Since, on your first nursing job, you unexpectedly found yourself assigned to the I.C.U. floor and caring for Covid patients, did you ever regret your decision to become a nurse?
No. I never regretted this work or being here, even though it was terrifying. If anything, I found my calling. I wasn’t afraid to be the person watching someone die, or being with them when they were. I was good at being present as they passed, and I could work under a tremendous amount of stress.
How did you find the strength to face your fears?
I didn’t have a choice. You can’t run away from this kind of work. I found my ability to be challenged and then I found the strength to stay. I didn’t have the luxury of leaving sick people, nor did I want to. Someone had to be there. I knew it had to be me.
Once you were accepted into a nursing program, you realized you were one of the oldest people attending. What was that like?
I felt out of place. Most everyone was 20, 25-year-olds, pursuing nursing shortly after getting their first degree. They were bubbly. I didn’t feel part of that excited buzz. But Gen Z is a welcoming group. They didn’t have the judgment that was inside of me. Once we broke into clinical groups, we became very tight and depended on each other. We shared a lot of intense moments that gave me strength because we supported one another.
How did it feel to have the younger students call you Mom?

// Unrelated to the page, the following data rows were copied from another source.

PR #817, opened 2025-02-19
feat(torture): accept custom supervisor workdir

gabriele-0201:


gabriele-0201:
* **#818** <a href="https://app.graphite.dev/github/pr/thrumdev/nomt/818?utm_source=stack-comment-icon" target="_blank">Graphite</a>
* **#817** <a href="https://app.graphite.dev/github/pr/thrumdev/nomt/817?utm_source=stack-comment-icon" target="_blank">Graphite</a> 👈 <a href="https://app.graphite.dev/github/pr/thrumdev/nomt/817?utm_source=stack-comment-view-in-graphite" target="_blank">(View in Graphite)</a>
* `master`


<h2></h2>

torture/src/supervisor/mod.rs
```diff
@@ -156,6 +160,30 @@ pub struct InvestigationFlag {
...
+
+impl WorkloadDir {
+    fn path(&self) -> String {
+        match self {
+            WorkloadDir::TempDir(temp_dir) => temp_dir.path().display().to_string(),
+            WorkloadDir::Dir(p) => p.display().to_string(),
+        }
+    }
+
+    // Will persist the TempDir in memory if called.
```
pepyakin, line 178: At this point why not just make it called as that?
E.g. `ensure_stable_path`.

torture/src/supervisor/workload.rs
```diff
@@ -919,7 +918,7 @@ impl Workload {
     }
 
     /// Return the working directory.
-    pub fn into_workdir(self) -> TempDir {
-        self.workdir
+    pub fn into_workload_dir(self) -> WorkloadDir {
```
pepyakin, line 921: rustdoc

torture/src/supervisor/workload.rs
```diff
@@ -240,7 +240,7 @@ impl WorkloadState {
 /// it behaves.
 pub struct Workload {
     /// Working directory for this particular workload.
-    workdir: TempDir,
+    workload_dir: WorkloadDir,
```
pepyakin, line 243: rustdoc

If you introduce the dichotomy between the working directory and workload directory, then I suggest you do not refer to the latter as "working [workload] directory", since that's a recipe for confusion.

torture/src/supervisor/mod.rs
```diff
@@ -166,20 +194,39 @@ async fn run_workload(
...
+        WorkloadDir::TempDir(tempdir)
+    };
+
+    let mut workload = Workload::new(seed, workload_dir, workload_params, workload_id)?;
     let result = workload.run(cancel_token).await;
     match result {
-        Ok(()) => Ok(None),
+        Ok(()) => {
+            // Clean the persistent db if the workload succeeded.
+            if to_clean_workload_dir {
```
pepyakin, line 220: nit: As it seems to me you already have this distinction indicated by the variant of the WorkloadDir.

Wouldn't it be better to examine the workload dir again and

1. if it is a "TempDir" — then just drop it and its desctructor does its thing
2. if it is a "Dir" — you perform the thing inside this block.

This could be it's own method on `WorkloadDir` eg `WorkloadDir::cleanup(self)` or just `drop` (although in the latter case you will have to swallow).

torture/src/supervisor/mod.rs
```diff
@@ -166,20 +194,39 @@ async fn run_workload(
...
+                let workload_dir = workload.into_workload_dir();
+                std::fs::remove_dir_all(workload_dir.path()).unwrap();
```
pepyakin, line 222: `?`

torture/src/supervisor/mod.rs
```diff
@@ -156,6 +160,30 @@ pub struct InvestigationFlag {
     reason: anyhow::Error,
 }
 
+/// Whether NOMT instances will be built on top of temporary
+/// or user specified directory.
+pub enum WorkloadDir {
+    TempDir(TempDir),
+    Dir(PathBuf),
+}
```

It was endearing. I watched out for them and made sure everybody was OK. I would bring food in case somebody hadn’t eaten. I became the person they turned to if they were going through a hard moment. I had experience from being older, something no one else had. And they made me feel I mattered; that made me feel special. I learned from them, too.
What has being a nurse taught you?
I’ve never had a job that was so meaningful or made me feel I was serving a purpose. Facing death helped me realize you can’t give up. Through nursing, I’ve learned life is going to be incredibly hard, and it’s going to hurt, but you have to make the choice to keep fighting — that’s part of living. I learned I matter, and I matter to people who are dying and who want me by their side as they are doing it.
After 18 months of fighting to save Covid patients, you decided to switch to palliative care. Why?
I burned out. I realized I had to move to another part of nursing. On the I.C.U. floor, I’d received a tutelage in death. I wanted to help people control their death, rather than watch people die flailing and gasping. When we seemed out of the woods for Covid, I started helping the elderly and those with terminal illnesses decide how they wanted to die. I’m now a hospice nurse case manager at Lourdes Hospice, an outpatient home end-of-life care provider, in Vestal, N.Y., where I interact with 20 to 30 families a week. And I’m part of deeper discussions that deal with the dignity of dying.
What have you learned about yourself as you’ve learned to care for others?
I have a voice that carries wisdom. I have a special ability to listen and to see people while being present with them in those very hard moments.
What’s the best piece of advice you can offer?
When it comes to changing your life, you sometimes have to decide to change. Once you do, almost anything is possible. Everything you do contributes to who you are now. Ironically, my yoga, acting and teaching training gave me the ability to stay grounded, present and in the moment. Not one part of your journey, even if you’re not sure what you’re doing, or where it’s going to lead you, is ever wasted. You’re never late; you’ve simply not arrived yet.